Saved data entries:
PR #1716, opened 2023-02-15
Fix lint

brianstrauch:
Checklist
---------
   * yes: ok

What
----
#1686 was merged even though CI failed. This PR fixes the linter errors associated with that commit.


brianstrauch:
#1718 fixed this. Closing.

PROBLEM REQUIREMENTS: What is needed is a word-for-word copy of all the records above.

ANSWER FOR THE TASK:
PR #1716, opened 2023-02-15
Fix lint

brianstrauch:
Checklist
---------
   * yes: ok

What
----
#1686 was merged even though CI failed. This PR fixes the linter errors associated with that commit.


brianstrauch:
#1718 fixed this. Closing.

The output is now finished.